That clears it up then. My friend was already wondering how it would be possible to do the Great Bay without the ability to make platforms.


----------



## DrewDiddy1996 (Feb 15, 2015)

OMFG my game is out for delivery today!! Since when do they deliver on sundays? This is new to me but I'm definitely not gonna complain.
Anyone have some tips for me before I start the game? This is like my 7th or 8th zelda game but I never played it on the N64 nor the gamecube port.

- - - Post Merge - - -



Iris Mist said:


> Same here. I pre-ordered from Amazon on Wednesday when I noticed a tiny bit of a discount ($2 is better than nothing). Should get it by the middle of next week,
> 
> 
> 
> For some reason, they do still exist, I got one for my daughter 2 years ago.



Every dollar counts so I would of done the same. I ordered mine on Friday and it's out for delivery today. Mines getting here quick because I did 2 day shipping though. I hate waiting so I always do 2 day shipping.
Did you play MM on the 64 or is this gonna be your first time playing it?


----------



## nard (Feb 15, 2015)

wow im doing better in snowhead temple today

9/15 fairies collected


----------



## Beardo (Feb 15, 2015)

How important are heart pieces and rupees? This is my first time playing the game, and the walktrough I've been using for reference has sections specifically about getting rupees/heart pieces, but I find it a hassle.

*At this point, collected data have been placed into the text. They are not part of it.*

PR #2597, opened 2026-06-03
fix(gossipsub): Partial Messages - fanout regression

### LINKED ISSUE #2586: gossipsub: unsubscribed partial-message fanout publisher can no longer fulfill parts
After #2569 an unsubscribed fanout publisher can announce its parts but can never deliver the actual part data, so the fanout flow no longer works.

The PR gated `onIncomingRPC` in `handlePartialRPC`:

https://github.com/vacp2p/nim-libp2p/blob/072961b767457d6a1b2680a45bc9123ee5a336f8/libp2p/protocols/pubsub/gossipsub/extension_partial_message.nim#L252-L259

Delivery is a round-trip: the publisher announces metadata, the consumer replies with what it is missing, then the publisher fulfills. The fulfill step is only triggered reactively through `onIncomingRPC`. For an unsubscribed publisher the gate is always false (it neither requests partials nor can advertise `supportsSendingPartial` without subscribing), so the publisher holds the complete message and knows what the consumer wants but never sends it. 

The changed `test_runner` "fanout scenario" was rewritten to assert the consumer never completes, showing the regression.

rlve:
## Summary

Fixes #2586. After PR #2569, an unsubscribed fanout publisher could no longer fulfill partial message requests. The gating in `handlePartialRPC` only let a node respond if it requested partials or advertised support for sending them. A fanout publisher does neither: it can't declare `supportsSendingPartial` without subscribing to the topic, yet it still holds the full message data consumers are missing. So consumers asking for parts never got them.

The fix adds a third path: if the peer requested partials and we have published to this `(topic, group)`, handle the RPC. Published state is tracked via the new `hasPublished()` helper (`lastPublishedMetadata.len > 0`).

The gating logic moved out of `handlePartialRPC` into a dedicated `shouldHandlePartialRPC` proc, restructured as guard clauses so it reads top to bottom and only does the group lookup on the path that needs it.

## Affected Areas
- [x] Gossipsub

## Impact on Library Users

Behavior change for the partial message extension: unsubscribed fanout publishers now correctly respond to part requests from consumers, restoring the pre-#2569 fulfillment flow. No API changes.

## Risk Assessment

Low. The change only widens when `onIncomingRPC` fires, and only for a peer that explicitly requested partials and a group we have actually published to. The new `getOrDefault` lookup does not allocate group state for unrelated RPCs.

## Reference
- Tested https://github.com/vacp2p/nim-libp2p/pull/2597/commits/6dd17d86f37c0460cc537a93da73358fad77517d against GossipSub Interop tests in https://github.com/rlve/test-plans/pull/10/changes/b3988ba687e950a356f2680d5fd5b7eaeaf1b1af - https://github.com/rlve/test-plans/actions/runs/26888908126/job/79308942071

### DIFF
--- a/libp2p/protocols/pubsub/gossipsub/extension_partial_message.nim
+++ b/libp2p/protocols/pubsub/gossipsub/extension_partial_message.nim
@@ -233,6 +233,27 @@ proc handleSubscribeRPC(ext: PartialMessageExtension, peerId: PeerId, rpc: SubOp
   else:
     ext.peerTopicOpts.del(key)
 
+proc shouldHandlePartialRPC(
+    ext: PartialMessageExtension, peerId: PeerId, rpc: PartialMessageExtensionRPC
+): bool =
+  let nodeTopicOpts = ext.config.nodeTopicOpts(rpc.topicID)
+  if nodeTopicOpts.requestsPartial:
+    return true
+
+  # We only send parts to a peer that asked for them.
+  if not ext.peerRequestsPartial(peerId, rpc.topicID):
+    return false
+
+  if nodeTopicOpts.supportsSendingPartial:
+    return true
+
+  # An unsubscribed fanout publisher has no topic opts set, but it has published
+  # to this group, so it can still fulfill parts the peer is missing.
+  # Look up without creating state.
+  let groupState =
+    ext.groupState.getOrDefault(TopicGroupKey.new(rpc.topicID, rpc.groupID))
+  groupState != nil and groupState.hasPublished()
+
 proc handlePartialRPC(
     ext: PartialMessageExtension, peerId: PeerId, rpc: PartialMessageExtensionRPC
 ) =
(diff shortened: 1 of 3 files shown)


libp2p/protocols/pubsub/gossipsub/extension_partial_message.nim
```diff
@@ -250,11 +253,17 @@ proc handlePartialRPC(
...
+    nodeTopicOpts.supportsSendingPartial or (group != nil and group.hasPublished())
+
   let shouldHandlePartialRPC =
-    nodeTopicOpts.requestsPartial or (
-      nodeTopicOpts.supportsSendingPartial and
-      ext.peerRequestsPartial(peerId, rpc.topicID)
-    )
+    nodeTopicOpts.requestsPartial or
+    (nodeCanSendPartial and ext.peerRequestsPartial(peerId, rpc.topicID))
   if shouldHandlePartialRPC:
```
vladopajic: `shouldHandlePartialRPC` might be converted to `proc` since code has grown. if this is done then `proc` can be implemented in such way to avoid unnecessary table lookups:

```
let nodeTopicOpts = ext.config.nodeTopicOpts(rpc.topicID) <-- lookup #1
if nodeTopicOpts.supportsSendingPartial:
  return true

let group = ext.groupState.getOrDefault(TopicGroupKey.new(rpc.topicID, rpc.groupID)) <--- lookup #2 
if  nodeTopicOpts.supportsSendingPartial and group != nil and group.hasPublished():
  return true

if ext.peerRequestsPartial(peerId, rpc.topicID): <-- lookup #3 
 return true

return false
```

note that lookup#2 and lookup#3 are not executed if condition after lookup#1 is satisfied.

vladopajic (approved):

libp2p/protocols/pubsub/gossipsub/extension_partial_message.nim
rlve: It couldn't be exactly as suggested, but I refactored it in https://github.com/vacp2p/nim-libp2p/pull/2597/commits/1749f9d1241b022a8ffb65becfcfce3728782bbc

gmelodie (approved):

PR #2600, opened 2026-06-04
fix(autonatv2): include observed addresses in dial request candidates

2-towns:
## Summary

The AutonatV2 service sent only `peerInfo.addrs` as dial-request candidates. Until the node is confirmed reachable, the address mapper leaves only listen addresses there, so a node behind NAT never submits a dialable candidate: its reachability can never be confirmed (chicken-and-egg).

This PR lets the service add the addresses observed by other peers via identify as additional candidates, behind a new opt-in config flag `enableDialableCandidates` (default `false`, so behavior is unchanged unless explicitly enabled).

When enabled, `askPeer` builds the candidate list as:

- `guessDialableAddr(listenAddr)` for each listen address, kept only when an observed-IP quorum actually changed it (so we never submit a raw / private / wildcard address)
- plus `getMostObservedProtosAndPorts()` when a full IP+port observation reached quorum
- merged with `peerInfo.addrs`, deduplicated, then filtered through `peerInfo.addressPolicy`

It also guards against an empty candidate list: `askPeer` returns `Unknown` without dialing instead of sending an empty dial request.

## Affected Areas

- [ ] Gossipsub
- [ ] Transports
- [x] Protocol Logic
  
- [ ] Build / Tooling
- [ ] Other

Additive, opt-in config field. Off by default, so no behavior change for existing consumers.

- **Nimbus:** N/A
- **Waku:** N/A
- **Codex:** N/A

## Impact on Library Users

Off by default: existing consumers see no change. Consumers that opt in via `AutonatV2ServiceConfig.new(enableDialableCandidates = true)` get richer dial-request candidates derived from observed addresses (useful for nodes that change networks, e.g. mobile). The new field is additive: no breaking change, no migration needed. The `peerInfo.addressPolicy` and explicit announced addresses are still respected.

## Risk Assessment

Low. Disabled by default. When enabled, only a few extra candidates are added for dial-back testing.

### DIFF
--- a/libp2p/protocols/connectivity/autonatv2/service.nim
+++ b/libp2p/protocols/connectivity/autonatv2/service.nim
@@ -161,18 +161,19 @@ proc askPeer(
 
   var reqAddrs = switch.peerInfo.addrs
   if self.config.enableDialableCandidates:
-    # Until the node is confirmed reachable, the address mapper leaves only
-    # listen addresses in peerInfo.addrs, so a node behind NAT would never
-    # submit a dialable candidate (chicken-and-egg).
-    # Add first the guessDialableAddr that uses the listen port
-    # and the observed address as a fallback.
-    var observedCandidates =
-      switch.peerInfo.listenAddrs.mapIt(switch.peerStore.guessDialableAddr(it))
+    # A node behind NAT only has listen addresses until it is confirmed
+    # reachable, so derive extra candidates from the observed addresses to break
+    # the chicken-and-egg.
+    var observedCandidates: seq[MultiAddress]
+    for listenAddr in switch.peerInfo.listenAddrs:
+      let guessed = switch.peerStore.guessDialableAddr(listenAddr)
+      if guessed != listenAddr:
+        observedCandidates.add(guessed)
     observedCandidates &= switch.peerStore.getMostObservedProtosAndPorts()
 
-    # Combine observed candidates with the node's current addresses to form the
-    # candidate list
-    reqAddrs = deduplicate(reqAddrs & observedCandidates)
+    reqAddrs = deduplicate(reqAddrs & observedCandidates).filterIt(
+        switch.peerInfo.addressPolicy(it)
+      )
     if reqAddrs.len == 0:
       debug "No candidate addresses to test, not asking peer"
       return Unknown
--- a/libp2p/protocols/connectivity/autonatv2/service.nim
+++ b/libp2p/protocols/connectivity/autonatv2/service.nim
@@ -158,13 +158,12 @@ proc askPeer(
 
   # Until the node is confirmed reachable, the address mapper leaves only
   # listen addresses in peerInfo.addrs, so a node behind NAT would never
-  # submit a dialable candidate (chicken-and-egg). Add the addresses
-  # observed by other peers via identify as additional candidates.
-  var observedCandidates = switch.peerStore.getMostObservedProtosAndPorts()
-  if observedCandidates.len == 0:
-    # Fallback to guessDialableAddr if no observed candidates are available
-    observedCandidates =
-      switch.peerInfo.listenAddrs.mapIt(switch.peerStore.guessDialableAddr(it))
+  # submit a dialable candidate (chicken-and-egg).
+  # Add first the guessDialableAddr that uses the listen port
+  # and the observed address as a fallback.
+  var observedCandidates =
+    switch.peerInfo.listenAddrs.mapIt(switch.peerStore.guessDialableAddr(it))
+  observedCandidates &= switch.peerStore.getMostObservedProtosAndPorts()
 
   # Combine observed candidates with the node's current addresses to form the
   # candidate list
--- a/libp2p/protocols/connectivity/autonatv2/service.nim
+++ b/libp2p/protocols/connectivity/autonatv2/service.nim
@@ -38,6 +38,7 @@ type
     maxQueueSize: int
     minConfidence: float
     enableAddressMapper: bool
+    enableDialableCandidates: bool
 
   AutonatV2Service* = ref object of Service
     config*: AutonatV2ServiceConfig
@@ -65,6 +66,7 @@ proc new*(
     maxQueueSize: int = 10,
     minConfidence: float = 0.3,
     enableAddressMapper = true,
+    enableDialableCandidates = false,
 ): T =
   return T(
     scheduleInterval: scheduleInterval,
@@ -73,6 +75,7 @@ proc new*(
     maxQueueSize: maxQueueSize,
     minConfidence: minConfidence,
     enableAddressMapper: enableAddressMapper,
+    enableDialableCandidates: enableDialableCandidates,
   )
 
 proc new*(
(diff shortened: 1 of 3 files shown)


tests/libp2p/protocols/test_autonat_v2_service.nim
```diff
@@ -587,3 +588,63 @@ suite "AutonatV2 Service":
...
+    let
+      (service, client) = newService(NetworkReachability.Reachable, expectedDials = 1)
+      switch = createSwitch(Opt.some(service))
+      switches = @[createSwitch()]
+
+    # Simulate identify reports from other peers: the same public address
+    # must be observed at least minCount (3) times to become a candidate.
+    let observedAddr = MultiAddress.init("/ip4/8.8.8.8/tcp/4040").tryGet()
+    for _ in 0 ..< 3:
+      discard switch.peerStore.identify.observedAddrManager.addObservation(observedAddr)
```
gmelodie: Why add it three times?

gmelodie (commented):
> The AutonatV2 service sent only peerInfo.addrs as dial-request candidates. Until the node is confirmed reachable, the address mapper leaves only listen addresses there, so a node behind NAT never submits a dialable candidate: its reachability can never be confirmed (chicken-and-egg).

It's only chicken-and-egg if you assume AutoNAT is the only way to assert reachability, which it is not. However, I do agree that *if it were* the only way, it should still work. But it seems to me that the fix belongs to the address mapper, not autonat, since maybe other protocols could suffer from the same issue, no?

2-towns:
> It's only chicken-and-egg if you assume AutoNAT is the only way to assert reachability, which it is not. However, I do agree that _if it were_ the only way, it should still work. But it seems to me that the fix belongs to the address mapper, not autonat, since maybe other protocols could suffer from the same issue, no?

Yes but I think is this the common case when you are behind a NAT: you don't know your IP so it seems natural to rely on the Autonat + Idendity to find that IP. 

Regarding the address mapper I am not sure to understand... I thought each protocol was defining its own Address Mapper. And I am not sure of the side effect to fix that issue into it.

tests/libp2p/protocols/test_autonat_v2_service.nim
2-towns: Because you want to reach the quorum and assert the observed address

gmelodie: Ah! So better would be to have sth like `for _ in 0 ..< quorum:`

gmelodie (approved):
@2-towns nvm! Changing the address mapper would affect other protocols too.

vladopajic (approved):

richard-ramos (approved):

2-towns:
Previously the observed IP + observed source port was tried first, with `guessDialableAddr` only as a fallback. But that source port is an ephemeral outbound port, usually different from the listen port. 

So a node actually reachable on its listen port (e.g. a manual port-forward) got probed on the wrong port and becomes NotReachable.

That's why I changed the order in my last commit: the  `guessDialableAddr` is added first and the fallback is `getMostObservedProtosAndPorts`. 

Can you please review it again ?

vladopajic (approved):

gmelodie (approved):

libp2p/protocols/connectivity/autonatv2/service.nim
```diff
@@ -156,10 +156,27 @@ proc askPeer(
...
+  # observed by other peers via identify as additional candidates.
+  var observedCandidates = switch.peerStore.getMostObservedProtosAndPorts()
+  if observedCandidates.len == 0:
+    # Fallback to guessDialableAddr if no observed candidates are available
+    observedCandidates =
+      switch.peerInfo.listenAddrs.mapIt(switch.peerStore.guessDialableAddr(it))
+
+  # Combine observed candidates with the node's current addresses to form the
+  # candidate list
+  let reqAddrs = deduplicate(switch.peerInfo.addrs & observedCandidates)
```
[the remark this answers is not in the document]
richard-ramos: This looks like a valid concern

libp2p/protocols/connectivity/autonatv2/service.nim
```diff
@@ -156,10 +156,26 @@ proc askPeer(
...
+  # submit a dialable candidate (chicken-and-egg).
+  # Add first the guessDialableAddr that uses the listen port
+  # and the observed address as a fallback.
+  var observedCandidates =
+    switch.peerInfo.listenAddrs.mapIt(switch.peerStore.guessDialableAddr(it))
+  observedCandidates &= switch.peerStore.getMostObservedProtosAndPorts()
+
+  # Combine observed candidates with the node's current addresses to form the
+  # candidate list
+  let reqAddrs = deduplicate(switch.peerInfo.addrs & observedCandidates)
```
richard-ramos: This is also adding the original listen address when no quorum exists (when there is no quorum, guessDialableAddr will retun the original addresses (including raw/private/wildcard); and also bypasses both the `peerIfno.addressPolicy`, and the addresses defined `withAnnouncedAddresses` which are part of peerInfo.addrs


Probably code should be +- like this:

```suggestion
  var observedCandidates: seq[MultiAddress]

  if switch.peerInfo.announcedAddrs.len == 0:
    for listenAddr in switch.peerInfo.listenAddrs:
      let guessed = switch.peerStore.guessDialableAddr(listenAddr)
      if guessed != listenAddr:
        observedCandidates.add(guessed)

    observedCandidates &= switch.peerStore.getMostObservedProtosAndPorts()

  let reqAddrs = deduplicate(switch.peerInfo.addrs & observedCandidates).filterIt(switch.peerInfo.addressPolicy(it))
```

libp2p/protocols/connectivity/autonatv2/service.nim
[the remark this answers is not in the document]
2-towns: it depends what do you want to prioritise ? Is it the addresses in the `peerInfo` or the `observedCandidates` ?

tests/libp2p/protocols/test_autonat_v2_service.nim
2-towns: Okay I applied the change

libp2p/protocols/connectivity/autonatv2/service.nim
2-towns: Nice !  Instead of 

```nim
if switch.peerInfo.announcedAddrs.len == 0:
```

I introduce a a config boolean `enableDialableCandidates` to make the choice explicit

2-towns:
@richard-ramos I applied your suggestion but instead of checking the length of `announceAddrs`, I introduced a bool `enableDialableCandidates` (default false) to make it explicit and avoid breaking changes. Sorry to ask again but can you review this change please ?

libp2p/protocols/connectivity/autonatv2/service.nim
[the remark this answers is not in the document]
2-towns: Actually I think it makes sense with explicit `enableDialableCandidates` option.

libp2p/protocols/connectivity/autonatv2/service.nim
```diff
@@ -156,10 +159,30 @@ proc askPeer(
...
+    var observedCandidates: seq[MultiAddress]
+    for listenAddr in switch.peerInfo.listenAddrs:
+      let guessed = switch.peerStore.guessDialableAddr(listenAddr)
+      if guessed != listenAddr:
+        observedCandidates.add(guessed)
+    observedCandidates &= switch.peerStore.getMostObservedProtosAndPorts()
+
+    reqAddrs = deduplicate(observedCandidates & reqAddrs).filterIt(
+        switch.peerInfo.addressPolicy(it)
+      )
```
richard-ramos, line 176: Looking at this change, i do see something we gotta improve in follow up PRs:  since autonat does not dial all addresses but loops thru the addresses in order, and selects the first  adress that can be dialed, and will return immedialy (regardless of dialling being succesful or not).

With this PR, when `enableDialableCandidates == true`,  we'll add the observed addresses before the `peerInfo.addrs`, so.. if the observed address is not really dialable might be tested first, fail, and then other addresses from the the node wont be tested

Not a blocker for the PR since this it opt-in, but we likely should think on improving this in follow ups PRs, like for example, by creating some heuristics to determine which is the most likely dialable address, so we put it first in the list, adding other addresses as fallback, and sending requests...   we would keep track of the main address that was tested, and would later send new reqeusts rotating the address at index 0 so we try a different one first.

richard-ramos (approved):
LGTM

libp2p/protocols/connectivity/autonatv2/service.nim
2-towns: Yes I agree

Also, I'm outside the deku temple thing, and I'm not sure how to get to the place where I plant the beans.


----------



## JCnator (Feb 15, 2015)

Beardo said:


> How important are heart pieces and rupees? This is my first time playing the game, and the walktrough I've been using for reference has sections specifically about getting rupees/heart pieces, but I find it a hassle.
> 
> [...]



For the heart pieces, whether or not you need them depends on your skill. If you're very confident, there's the 3 hearts challenge that involves avoiding getting Heart Containers as well. In the 3DS version, the Sheikah Stone tracks which Heart Pieces you acquired. Same deal for Rupee Chests.
I believe that the are certain items that you need to purchase in order to complete the game 100%. If you don't feel like roaming around the world just to cash some rupees, you already have some chests that contains a silver rupee that will respawn on every cycle. If you have Bunny Hood, there's even the postman's minigame that will earn you 50 rupees per win.


----------



## Iris Mist (Feb 15, 2015)

DrewDiddy1996 said:


> Every dollar counts so I would of done the same. I ordered mine on Friday and it's out for delivery today. Mines getting here quick because I did 2 day shipping though. I hate waiting so I always do 2 day shipping.



We don't get mail delivery on weekends here, but even if we did, I'd be out of luck, it's a huge blizzard right now and the roads are closed. 

The expected delivery is for Tuesday, which means I should get it tomorrow, as long as the roads are cleared.



> Did you play MM on the 64 or is this gonna be your first time playing it?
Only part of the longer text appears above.